The "quantum efficiency" (Q.E.) is the ratio of the number of carriers collected by the solar cell to the number of photons of a given energy incident on the solar cell. The quantum efficiency may be given either as a function of wavelength or of energy. If all photons of a certain wavelength are absorbed and the resulting minority carriers are collected, then the quantum efficiency at that particular wavelength is unity. The quantum efficiency for photons with energy below the band gap is zero. A quantum efficiency curve for an ideal solar cell is shown below by the tan/gold square line.

While quantum efficiency ideally has the square shape shown above, the quantum efficiency for most solar cells is reduced due to recombination effects. The same mechanisms which affect the collection probability also affect the quantum efficiency. For example, front surface passivation affects carriers generated near the surface, and since blue light is absorbed very close to the surface, high front surface recombination will affect the "blue" portion of the quantum efficiency. Similarly, green light is absorbed in the bulk of a solar cell and a low diffusion length will affect the collection probability from the solar cell bulk and reduce the quantum efficiency in the green portion of the spectrum. The quantum efficiency can be viewed as the collection probability due the generation profile of a single wavelength, integrated over the device thickness and normalized to the incident number of photons at that wavelength.

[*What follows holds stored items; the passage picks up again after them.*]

PR #1134, opened 2016-07-15
Human readable job/deploy duration

adammw:
:v:

/cc @sandlerr @danielbreves @zendesk/samson

### Description
Replace process duration with human-readable started time, updated every minute (client side).

**before**:
screen shot 2016-07-15 at 2 46 27 pm

**after**:
screen shot 2016-07-15 at 2 43 49 pm
screen shot 2016-07-15 at 2 44 49 pm

### Tasks
 - [ ] :+1: from team

### References
 - Jira link: 

### Risks
- Level: Low - UI change

### DIFF
--- a/app/assets/javascripts/streams.js
+++ b/app/assets/javascripts/streams.js
@@ -36,6 +36,7 @@ function startStream() {
       var data = JSON.parse(e.data);
 
       $('#header').html(data.html);
+      timeAgoFormat();
       window.document.title = data.title;
       if (doNotify && data.notification !== undefined) {
         var notification = new Notification(data.notification, {icon: '/favicon.ico'});
--- a/app/assets/javascripts/streams.js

The "external" quantum efficiency of a silicon solar cell includes the effect of optical losses such as transmission and reflection. However, it is often useful to look at the quantum efficiency of the light left after the reflected and transmitted light has been lost. "Internal" quantum efficiency refers to the efficiency with which photons that are not reflected or transmitted out of the cell can generate collectable carriers. By measuring the reflection and transmission of a device, the external quantum efficiency curve can be corrected to obtain the internal quantum efficiency curve.

The animation below shows the effect on surface recombination and diffusion length on the internal quantum efficiency of a solar cell. The emitter thickness is 1 µm, the base thickness is 300 µm, the emitter diffusivity is 4 cm^{2}s^{-1} and the base diffusivity is 27 cm^{2}s^{-1}. For base diffusion lengths greater than the device thickness of 300 µm the rear surface recombination velocity has a large effect on QE. For low diffusion lengths recombination at the rear surface has no effect.